Musri yang mengaku merias diri sendiri untuk keperluan manggung ini telah menghibur bersama kelompoknya sampai ke Balam Pekanbaru.
Ia mengaku tidak malu melakoni pekerjaan itu.
Meski terkadang merasa profesinya sebagai guru sangat jauh dari pekerjaan sebagai penghibur Keyboard Mak Lampir, namun demi sesuap nasi ia siap untuk melakukannya.
Musri yang tinggal di Desa Kesatuan, Kecamatan Perbaungan, ini juga merasa pekerjaan sampingannya ini berguna karena dapat menghibur orang lain.
"Terkadang saya pun ikut nyanyi di keyboard.

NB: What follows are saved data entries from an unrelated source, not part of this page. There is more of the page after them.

PR #683, opened 2026-07-28
[Trainer] Add Option for Custom Dataset in Trainer Class

### LINKED ISSUE #619: Add Option for Custom Dataset in Trainer Class
### Is your feature request related to a problem? Please describe

Although most of the training through TT-Blacksmith is through config specific experiments, we want to enable trainer class to pass in custom datasets that will be prepared by customers.

### Describe the solution you'd like

_No response_

### Describe alternatives you've considered

_No response_

### Additional context

_No response_

tstepanovicTT:
## Issue
Closes https://github.com/tenstorrent/tt-blacksmith/issues/619

## Problem description

The trainer currently supports predefined datasets only, so user-provided local datasets cannot be plugged into the standard training flow. This change adds support for custom JSON/JSONL datasets, with separate train and optional validation files, so custom data can be loaded and used through the existing trainer pipeline instead of requiring a new dataset-specific implementation.

## What's changed

- Added a new `custom` dataset option in dataset selection, so `get_dataset(config, split=...)` routes both train and validation requests through the standard trainer entry point.
- Added `CustomDatasetConfig` to define file type, train/validation file paths, prompt format, and column mapping for local custom datasets.
- Integrated custom datasets into the trainer data flow: the selected split is loaded from local files with `load_dataset`, the configured columns are validated, each example is converted into a prompt/response pair in the given format (e.g. Alpaca-style), tokenized, filtered by `max_length`, reduced to trainer-required columns, and exposed through the standard dataloader path. The train split is shuffled, and if no validation file is provided, the validation dataset/dataloader is skipped.
- Added small utilities for file type normalization and column-mapping validation to make custom file loading more robust. 

## Training curves

Loss curves below are from a trainer run on a local split of Databricks Dolly 15k using the custom dataset path.

### Train loss
pr_train

### Validation loss
pr_val

### Train loss when there is no validation set
pr_train_no_val

### DIFF
--- a/blacksmith/datasets/torch/custom/custom_dataset_utils.py
+++ b/blacksmith/datasets/torch/custom/custom_dataset_utils.py
@@ -2,6 +2,7 @@
 #
 # SPDX-License-Identifier: Apache-2.0
 from enum import Enum
+from typing import Dict
 
 from blacksmith.datasets.torch.custom.templates.alpaca import build_alpaca_prompt
 
@@ -10,10 +11,50 @@ class AvailableFormats(Enum):
     ALPACA = "alpaca"
 
 
-def build_prompt(format: str, instruction: str, input_text: str = ""):
+FORMAT_REQUIRED_KEYS = {
+    AvailableFormats.ALPACA.value: {"instruction", "output"},
+}
+
+
+def build_prompt(format: str, column_mapping: Dict, example: Dict):
     format = format.strip().lower()
+
     if format == AvailableFormats.ALPACA.value:
-        return build_alpaca_prompt(instruction, input_text)
+        return build_alpaca_prompt(column_mapping, example)
     else:
         available_formats = [f.value for f in AvailableFormats]
-        raise ValueError(f"Unsupported format: {format}. Available formats: {available_formats}")
+        raise ValueError(
+            f"Selected format is unsupported: {format}. You should use one of the available formats: {available_formats}"
+        )
+
+
+def normalize_file_type(file_type: str) -> str:
+    file_type = file_type.strip().lower()
+    mapping = {
+        "json": "json",
+        "jsonl": "json",
+    }
+    if file_type not in mapping:
+        raise ValueError(
+            f"Selected file type is unsupported: {file_type}. "
+            f"Please select one of the supported types: {list(mapping)}"
+        )
+    return mapping[file_type]
+
+
+def validate_column_mapping(format: str, column_mapping: Dict, dataset_columns: set):
+    # 1. Required keys must be present and non-empty
+    required_keys = FORMAT_REQUIRED_KEYS[format]
+    missing_keys = required_keys - column_mapping.keys()
+    if missing_keys:
+        raise ValueError(
+            f"column_mapping is missing required key(s): {sorted(missing_keys)}. " f"Required: {sorted(required_keys)}."
+        )
+    empty_required = [k for k in required_keys if not column_mapping.get(k)]
+    if empty_required:
+        raise ValueError(f"Required key(s) have empty mapping: {sorted(empty_required)}.")
+
+    # 2. Every non-empty mapped value must exist as an actual dataset column
+    for col in column_mapping.values():
+        if col and col not in dataset_columns:
+            raise ValueError(f"Column '{col}' not found in dataset columns: {sorted(dataset_columns)}.")
--- a/blacksmith/datasets/torch/custom/custom_dataset_utils.py
+++ b/blacksmith/datasets/torch/custom/custom_dataset_utils.py
@@ -1,0 +1,33 @@
+# SPDX-FileCopyrightText: (c) 2026 Tenstorrent AI ULC
+#
+# SPDX-License-Identifier: Apache-2.0
+from string import Template
+
+ALPACA_PROMPT_INTRO = (
+    "Below is an instruction that describes a task. Write a response that appropriately completes the request."
+)
+ALPACA_PROMPT_TEMPLATE = Template(
+    f"""
+{ALPACA_PROMPT_INTRO}
+
+### Instruction:
+$instruction
+
+$input_section
+
+### Response:
+"""
+)
+ALPACA_INPUT_BLOCK_TEMPLATE = Template(
+    """### Input:
+$input
+"""
+)
+
+
+def build_alpaca_prompt(instruction: str, input_text: str = "") -> str:
+    input_section = ALPACA_INPUT_BLOCK_TEMPLATE.substitute(input=input_text) if input_text.strip() else ""
+    return ALPACA_PROMPT_TEMPLATE.substitute(
+        instruction=instruction,
+        input_section=input_section,
+    )
--- a/blacksmith/datasets/torch/custom/custom_dataset_utils.py
+++ b/blacksmith/datasets/torch/custom/custom_dataset_utils.py
@@ -1,28 +1,9 @@
 # SPDX-FileCopyrightText: (c) 2026 Tenstorrent AI ULC
 #
 # SPDX-License-Identifier: Apache-2.0
-from string import Template
-
-ALPACA_PROMPT_INTRO = (
-    "Below is an instruction that describes a task, paired with an optional input that provides further context. "
-    "Write a response that appropriately completes the request."
-)
-ALPACA_PROMPT_TEMPLATE = Template(
-    f"""
-{ALPACA_PROMPT_INTRO}
-
-### Instruction:
-$instruction
-
-$input_section
-
-### Response:
-"""
-)
-ALPACA_INPUT_BLOCK_TEMPLATE = Template(
-    """### Input:
-$input
-"""
+from blacksmith.datasets.torch.custom.templates.alpaca import (
+    ALPACA_INPUT_BLOCK_TEMPLATE,
+    ALPACA_PROMPT_TEMPLATE,
 )
 
 
--- a/blacksmith/datasets/torch/custom/custom_dataset_utils.py
+++ b/blacksmith/datasets/torch/custom/custom_dataset_utils.py
@@ -1,15 +1,19 @@
 # SPDX-FileCopyrightText: (c) 2026 Tenstorrent AI ULC
 #
 # SPDX-License-Identifier: Apache-2.0
-from blacksmith.datasets.torch.custom.templates.alpaca import (
-    ALPACA_INPUT_BLOCK_TEMPLATE,
-    ALPACA_PROMPT_TEMPLATE,
-)
+from enum import Enum
+
+from blacksmith.datasets.torch.custom.templates.alpaca import build_alpaca_prompt
 
 
-def build_alpaca_prompt(instruction: str, input_text: str = "") -> str:
-    input_section = ALPACA_INPUT_BLOCK_TEMPLATE.substitute(input=input_text) if input_text.strip() else ""
-    return ALPACA_PROMPT_TEMPLATE.substitute(
-        instruction=instruction,
-        input_section=input_section,
-    )
+class AvailableFormats(Enum):
+    ALPACA = "alpaca"
+
+
+def build_prompt(format: str, instruction: str, input_text: str = ""):
+    format = format.strip().lower()
+    if format == AvailableFormats.ALPACA.value:
+        return build_alpaca_prompt(instruction, input_text)
+    else:
+        available_formats = [f.value for f in AvailableFormats]
+        raise ValueError(f"Unsupported format: {format}. Available formats: {available_formats}")
--- a/blacksmith/datasets/torch/custom/custom_dataset_utils.py
+++ b/blacksmith/datasets/torch/custom/custom_dataset_utils.py
@@ -2,7 +2,7 @@
 #
 # SPDX-License-Identifier: Apache-2.0
 from enum import Enum
-from typing import Dict
+from typing import Dict, Optional
 
 from blacksmith.datasets.torch.custom.templates.alpaca import build_alpaca_prompt
 
@@ -11,16 +11,14 @@ class AvailableFormats(Enum):
     ALPACA = "alpaca"
 
 
-FORMAT_REQUIRED_KEYS = {
-    AvailableFormats.ALPACA.value: {"instruction", "output"},
-}
+FORMAT_KEYS = {AvailableFormats.ALPACA.value: {"required": {"instruction", "output"}, "optional": {"input"}}}
 
 
-def build_prompt(format: str, column_mapping: Dict, example: Dict):
+def build_prompt(example: Dict, format: str, column_mapping: Dict) -> tuple[str, str, str]:
     format = format.strip().lower()
 
     if format == AvailableFormats.ALPACA.value:
-        return build_alpaca_prompt(column_mapping, example)
+        return build_alpaca_prompt(example, column_mapping)
     else:
         available_formats = [f.value for f in AvailableFormats]
         raise ValueError(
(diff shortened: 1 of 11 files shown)


blacksmith/tools/configs.py
```diff
@@ -73,3 +75,26 @@ class CheckpointConfig(BaseModel):
...
+    column_mapping: Optional[Dict[str, str]] = Field(
+        default_factory=lambda: {
+            "instruction": "instruction",
+            "input": "input",
+            "output": "output",
+        }
+    )
+
+    # Whether to drop the last batch
+    drop_last: bool = Field(default=True)
```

Tapi jaranglah karena lebih banyak job jadi hantu.
Walaupun pulang jadi hantu malam tapi saya usahakan jangan sampai mengganggu kerjaan jadi guru.
Job jadi hantu itu biasanya Sabtu dan Minggu."
"Kadang kalau tidak ada job jadi hantu ya jadi badut.
Lumayan juga bisa dapat Rp150 ribu sekali manggung.
Aku enggak mencuri jadi enggak perlu malu karena aku menganggap apa yang kulakukan ini hanya sebatas menghibur dan membuat orang ketawa saja," kata Musri.
Musri mengaku belum tahu sampai kapan pekerjaan sebagai penghibur akan ia jalani.
Bapak satu orang anak ini menyebut selama ini atasan ataupun rekan-rekannya sesama guru di sekolah tidak pernah mempermasalahkan pekerjaannya sebagai penghibur.
Atasan dan rekan sesama guru memaklumi karena sama-sama tahu gaji yang didapat sebagai guru sangat kecil.
Meski pekerjaan ini masih terasa asing bagi sebagian orang, namun ia menyebut anak muridnya ataupun walimurid sudah menerima.
Bahkan mereka sering bertanya apakah ada pekerjaan manggung untuknya atau tidak.
Keluarga juga tidak pernah mempersoalkan.
"Saya dan istri sudah lama pisah.
Kalau anak saya ada satu, tapi dia ikut dengan mamaknya di Medan," katanya.
Pada Hari Guru ini Musri berharap agar pemerintah bisa lebih memperhatikan kesejahteraan Guru Honorer.
Ia menyebut sempat mencoba seleksi K II dan Pegawai Pemerintah Dengan Perjanjian Kerja (P3K,) namun pada saat itu ia belum beruntung. (*)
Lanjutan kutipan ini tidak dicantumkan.